To overcome this solubility problem, spray-dried dispersions (engineered solid-solid mixtures of amorphous drugs and polymeric carriers) have the potential of elevating drug solubility by orders of magnitude by maintaining drugs at supersaturation, thereby enhancing therapeutic potency and oral bioavailability over pharmaceutically-relevant timescales.

However, utilization of these materials is hindered by a lack molecular-level understanding between drugs and polymers. For my doctoral studies, rational approaches to establish structure-property relationships using well-defined, modular polymers were pursued.

Results elucidated new ways to carefully construct solid dispersion vehicles and controllably encapsulate drugs to direct storage and release properties. These findings provide essential synthetic tools and ingredients to meet unfulfilled drug formulation needs in today’s pharmaceutical landscape.

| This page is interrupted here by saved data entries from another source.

PR #48, opened 2020-12-11
use api override and merging utils to get flatterned devfile

yangcao77:
### What does this PR do?
use api override and merging utils to get flatterned devfile
this pr also adds plugin components parsing

https://github.com/devfile/api/issues/198
https://github.com/devfile/api/issues/240

unit test created


yangcao77:
blocked by: https://github.com/devfile/api/issues/276

pkg/devfile/parser/parse.go
```diff
@@ -61,7 +60,20 @@ func Parse(path string) (d DevfileObj, err error) {
 	if err != nil {
 		return d, err
 	}
-	return parseDevfile(d)
+	return parseDevfile(d, true)
+}
+
+// ParseRawDevfile populates the raw devfile data witout overring and merging
```
maysunfaisal, line 66: without* & overriding*
probably also mention in more detail like no parent or plugin will be parsed

pkg/devfile/parser/parse.go
```diff
@@ -90,83 +102,66 @@ func ParseFromData(data []byte) (d DevfileObj, err error) {
...
 
-	// override the parent's components, commands, projects and events
-	err = parentData.OverrideComponents(d.Data.GetParent().Components)
-	if err != nil {
-		return err
-	}
+			parentData, err := ParseFromURL(parent.Uri)
+			if err != nil {
+				return err
+			}
```
maysunfaisal, line 117: We should not check for only URI. We should accept all. But since we dont have the implementation for it, we can have a switch case and err out for the other cases, saying its not supported yet. I think thats neater.

maysunfaisal: Lets also rename the var from `parentData` to `parentDevfileObj` or something. It's very confusing in odo and our library repo to read `parentData.Data.GetDevfileWorkspace()` for example

pkg/devfile/parser/parse.go
```diff
@@ -90,83 +102,66 @@ func ParseFromData(data []byte) (d DevfileObj, err error) {
...
-		return errors.Wrapf(err, "error while adding projects from the parent devfiles")
-	}
-
-	parentStarterProjects, err := parentData.Data.GetStarterProjects(common.DevfileOptions{})
-	if err != nil {
-		return errors.Wrapf(err, "error while getting starter projects from the parent devfiles")
+	for _, component := range components {
+		if component.Plugin != nil && !reflect.DeepEqual(component.Plugin, &v1.PluginComponent{}) {
+			plugin := component.Plugin
+			var pluginData DevfileObj
```
maysunfaisal, line 140: rename here too pls

pkg/devfile/parser/parse.go
```diff
@@ -90,83 +102,66 @@ func ParseFromData(data []byte) (d DevfileObj, err error) {
...
+			if plugin.Uri != "" {
```
maysunfaisal, line 141: Same here as parent, switch case for other types ie; id and kubernetes

pkg/devfile/parser/parse.go
```diff
@@ -90,83 +102,66 @@ func ParseFromData(data []byte) (d DevfileObj, err error) {
...
+				pluginData, err = ParseFromURL(plugin.Uri)
+				if err != nil {
+					return err
+				}
+			}
+			pluginWorkspaceContent := pluginData.Data.GetDevfileWorkspace()
+			result := pluginWorkspaceContent
```
maysunfaisal, line 148: not necessary, I like your flattenedParent var, can we use it here as well? Easier to read.

pkg/devfile/parser/parse.go
```diff
@@ -90,83 +102,66 @@ func ParseFromData(data []byte) (d DevfileObj, err error) {
...
+	if d.Data.GetParent() != nil {
+		if !reflect.DeepEqual(d.Data.GetParent(), &v1.Parent{}) && d.Data.GetParent().Uri != "" {
+			parent := d.Data.GetParent()
 
-	// override the parent's components, commands, projects and events
-	err = parentData.OverrideComponents(d.Data.GetParent().Components)
-	if err != nil {
-		return err
-	}
+			parentData, err := ParseFromURL(parent.Uri)
```
maysunfaisal, line 114: One thing to think about is, you are calling func `ParseFromURL` with both parent and plugin. We need to avoid infinite loops if there the parent or plugin references back to the main devfile. Do we allow such situations acc to the schema?

because it is `parseDevfile(d, true)` inside func `ParseFromURL`

maysunfaisal (changes requested):
Thanks for the changes.

First pass of review..

pkg/devfile/parser/parse.go
maysunfaisal: Not sure if we even need this?

pkg/devfile/parser/data/v2/common/options.go
```diff
@@ -4,6 +4,7 @@ import (
 	"reflect"
 
 	"github.com/devfile/api/pkg/attributes"
+	attriutespkg "github.com/devfile/api/pkg/attributes"
```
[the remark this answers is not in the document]
maysunfaisal: there is also a dup import above

pkg/devfile/parser/parse.go
yangcao77: We will need this, to update an existing devfile using writer will need to write to raw devfile content.

pkg/devfile/parser/parse.go
yangcao77: it would error out since reference back would result in duplication in flattened devfile?

maysunfaisal (commented):
can we add a couple more test cases?

try a test case where there are 
- multiple events of diff type in main, parent and plugin devfile - preStart1 preStart2 in main, preStart1, postStart1 in parent, postStart1, postSart2 in plugin, etc. and see if it holds up nicely. You can probably update the currrent test for events
- different type of overrides - for example, if the plugin devfile has a container component, what happens if the plugin overrides of the same name is of type volume component
- can we also add a test case for this https://github.com/devfile/library/pull/48#discussion_r544552749

maysunfaisal (approved):
/lgtm
thanks!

Postdoctoral Research: University of Chicago

Polyelectrolyte complexes (PECs) can address broad societal needs as key components in advanced biomaterials. PECs are assemblies of oppositely-charged polymers in aqueous solutions, which can be used to judiciously design multifunctional nanomedicine carriers.

My current work involves studying the dynamics and structural evolution of multiblock PECs. The goal of this work is to better understand how chain microstructures, properties, and hierarchical architectures affect the assembly mechanism and kinetics of PEC formation, which can range from PEC-core micelles to stimuli-responsive hydrogels.

This work is being conducted under the Center for Hierarchical Materials Design (CHiMaD), a NIST Advanced Materials Center of Excellence program towards the goal of “Materials by Design” under President Obama’s 2011 Materials Genome Initiative (MGI).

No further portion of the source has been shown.